THE PROBLEM :: From the listing that follows, report the number of lines with the word "opened" in them, and no other output.

RECORDS FOR THE TASK ::
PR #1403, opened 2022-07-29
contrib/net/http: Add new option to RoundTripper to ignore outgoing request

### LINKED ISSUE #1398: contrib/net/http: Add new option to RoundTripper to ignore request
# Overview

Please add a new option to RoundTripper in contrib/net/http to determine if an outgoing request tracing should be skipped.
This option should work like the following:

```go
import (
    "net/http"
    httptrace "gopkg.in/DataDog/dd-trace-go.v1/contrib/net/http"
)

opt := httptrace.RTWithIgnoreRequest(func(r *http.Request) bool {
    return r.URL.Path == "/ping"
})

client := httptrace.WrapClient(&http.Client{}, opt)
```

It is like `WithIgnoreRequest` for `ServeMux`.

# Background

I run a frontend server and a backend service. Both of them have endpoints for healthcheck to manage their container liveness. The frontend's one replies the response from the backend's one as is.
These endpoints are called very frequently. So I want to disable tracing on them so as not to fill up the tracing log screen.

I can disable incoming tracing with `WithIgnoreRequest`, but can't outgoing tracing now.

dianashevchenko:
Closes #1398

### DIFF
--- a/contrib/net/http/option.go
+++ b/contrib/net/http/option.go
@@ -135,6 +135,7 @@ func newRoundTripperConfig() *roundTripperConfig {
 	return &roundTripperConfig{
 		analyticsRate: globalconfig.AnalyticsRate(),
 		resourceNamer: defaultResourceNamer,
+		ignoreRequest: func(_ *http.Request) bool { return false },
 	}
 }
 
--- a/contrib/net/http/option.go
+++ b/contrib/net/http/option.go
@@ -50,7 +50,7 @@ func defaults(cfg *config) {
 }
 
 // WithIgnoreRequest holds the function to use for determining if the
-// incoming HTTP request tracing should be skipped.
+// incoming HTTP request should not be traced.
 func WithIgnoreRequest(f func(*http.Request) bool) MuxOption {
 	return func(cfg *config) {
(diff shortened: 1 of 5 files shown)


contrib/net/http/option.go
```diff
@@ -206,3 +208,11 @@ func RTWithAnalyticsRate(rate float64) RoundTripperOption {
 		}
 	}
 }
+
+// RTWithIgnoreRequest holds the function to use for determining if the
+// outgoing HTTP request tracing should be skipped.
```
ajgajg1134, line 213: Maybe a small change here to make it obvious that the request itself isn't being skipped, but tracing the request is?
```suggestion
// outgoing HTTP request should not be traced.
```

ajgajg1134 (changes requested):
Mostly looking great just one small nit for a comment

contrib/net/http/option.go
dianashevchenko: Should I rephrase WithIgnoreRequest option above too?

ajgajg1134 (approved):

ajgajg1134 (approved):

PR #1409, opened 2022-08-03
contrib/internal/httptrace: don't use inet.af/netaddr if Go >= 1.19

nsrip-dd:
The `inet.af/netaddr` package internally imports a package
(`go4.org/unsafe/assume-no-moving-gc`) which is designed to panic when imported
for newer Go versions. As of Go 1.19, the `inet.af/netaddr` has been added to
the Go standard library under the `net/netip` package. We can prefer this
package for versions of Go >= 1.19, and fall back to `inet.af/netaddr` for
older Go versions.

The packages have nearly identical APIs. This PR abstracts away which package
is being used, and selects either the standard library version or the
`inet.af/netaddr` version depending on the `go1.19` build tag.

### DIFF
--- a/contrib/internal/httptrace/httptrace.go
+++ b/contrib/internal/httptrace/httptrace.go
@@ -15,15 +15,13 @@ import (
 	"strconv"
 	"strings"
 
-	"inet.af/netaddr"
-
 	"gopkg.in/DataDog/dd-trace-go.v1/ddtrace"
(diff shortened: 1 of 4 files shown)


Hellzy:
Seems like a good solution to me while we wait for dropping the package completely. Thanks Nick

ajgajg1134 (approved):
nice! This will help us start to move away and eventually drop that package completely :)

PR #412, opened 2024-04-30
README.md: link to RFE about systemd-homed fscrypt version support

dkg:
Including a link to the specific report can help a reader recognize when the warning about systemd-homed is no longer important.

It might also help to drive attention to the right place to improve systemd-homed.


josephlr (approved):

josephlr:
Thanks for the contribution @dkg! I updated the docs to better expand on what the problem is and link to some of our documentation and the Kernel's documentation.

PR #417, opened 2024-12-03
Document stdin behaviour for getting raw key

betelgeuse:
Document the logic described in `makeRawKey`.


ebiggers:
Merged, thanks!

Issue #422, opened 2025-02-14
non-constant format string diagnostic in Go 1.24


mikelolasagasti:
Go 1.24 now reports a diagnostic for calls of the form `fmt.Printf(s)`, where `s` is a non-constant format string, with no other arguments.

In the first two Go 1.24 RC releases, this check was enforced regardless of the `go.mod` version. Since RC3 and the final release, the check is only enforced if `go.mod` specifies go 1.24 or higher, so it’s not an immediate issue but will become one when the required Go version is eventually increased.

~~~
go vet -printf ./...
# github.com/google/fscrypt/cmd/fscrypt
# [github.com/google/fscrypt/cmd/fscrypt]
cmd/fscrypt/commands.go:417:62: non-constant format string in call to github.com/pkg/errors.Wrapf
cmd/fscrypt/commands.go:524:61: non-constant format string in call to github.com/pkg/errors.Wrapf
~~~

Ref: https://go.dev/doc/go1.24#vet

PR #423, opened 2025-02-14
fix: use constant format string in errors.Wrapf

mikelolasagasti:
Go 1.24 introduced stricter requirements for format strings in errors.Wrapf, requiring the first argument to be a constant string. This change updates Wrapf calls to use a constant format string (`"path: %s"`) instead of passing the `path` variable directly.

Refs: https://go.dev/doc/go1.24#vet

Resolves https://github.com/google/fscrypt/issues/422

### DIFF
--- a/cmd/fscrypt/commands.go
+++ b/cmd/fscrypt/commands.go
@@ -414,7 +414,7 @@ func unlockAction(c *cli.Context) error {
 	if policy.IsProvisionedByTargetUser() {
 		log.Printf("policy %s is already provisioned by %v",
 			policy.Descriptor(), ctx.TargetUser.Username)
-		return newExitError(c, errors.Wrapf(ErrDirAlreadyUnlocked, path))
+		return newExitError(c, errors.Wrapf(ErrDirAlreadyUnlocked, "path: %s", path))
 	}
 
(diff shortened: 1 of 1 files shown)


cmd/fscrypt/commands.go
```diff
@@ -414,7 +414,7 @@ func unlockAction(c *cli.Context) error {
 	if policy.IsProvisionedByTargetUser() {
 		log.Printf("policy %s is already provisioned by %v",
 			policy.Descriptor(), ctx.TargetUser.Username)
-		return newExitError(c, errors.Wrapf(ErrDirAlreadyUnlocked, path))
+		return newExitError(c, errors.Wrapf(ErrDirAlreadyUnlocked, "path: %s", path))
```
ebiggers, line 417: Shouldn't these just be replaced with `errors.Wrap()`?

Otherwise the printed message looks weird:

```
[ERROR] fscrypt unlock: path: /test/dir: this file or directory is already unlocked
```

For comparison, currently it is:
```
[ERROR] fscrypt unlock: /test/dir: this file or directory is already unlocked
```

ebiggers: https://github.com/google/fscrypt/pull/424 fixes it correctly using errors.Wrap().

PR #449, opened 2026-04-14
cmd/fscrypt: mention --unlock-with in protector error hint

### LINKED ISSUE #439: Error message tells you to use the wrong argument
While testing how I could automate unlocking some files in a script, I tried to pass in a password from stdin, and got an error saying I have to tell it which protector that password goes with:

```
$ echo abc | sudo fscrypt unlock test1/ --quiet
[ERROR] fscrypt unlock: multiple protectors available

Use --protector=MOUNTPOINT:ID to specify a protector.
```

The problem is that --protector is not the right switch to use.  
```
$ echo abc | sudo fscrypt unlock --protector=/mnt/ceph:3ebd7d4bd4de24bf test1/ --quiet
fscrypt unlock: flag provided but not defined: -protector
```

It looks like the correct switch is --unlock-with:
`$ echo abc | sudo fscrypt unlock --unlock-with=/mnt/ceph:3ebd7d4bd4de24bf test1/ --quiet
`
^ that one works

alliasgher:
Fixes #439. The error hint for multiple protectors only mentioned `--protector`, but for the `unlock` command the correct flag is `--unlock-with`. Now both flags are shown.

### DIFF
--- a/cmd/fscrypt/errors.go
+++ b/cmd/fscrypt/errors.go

RESPONSE AREA :: 7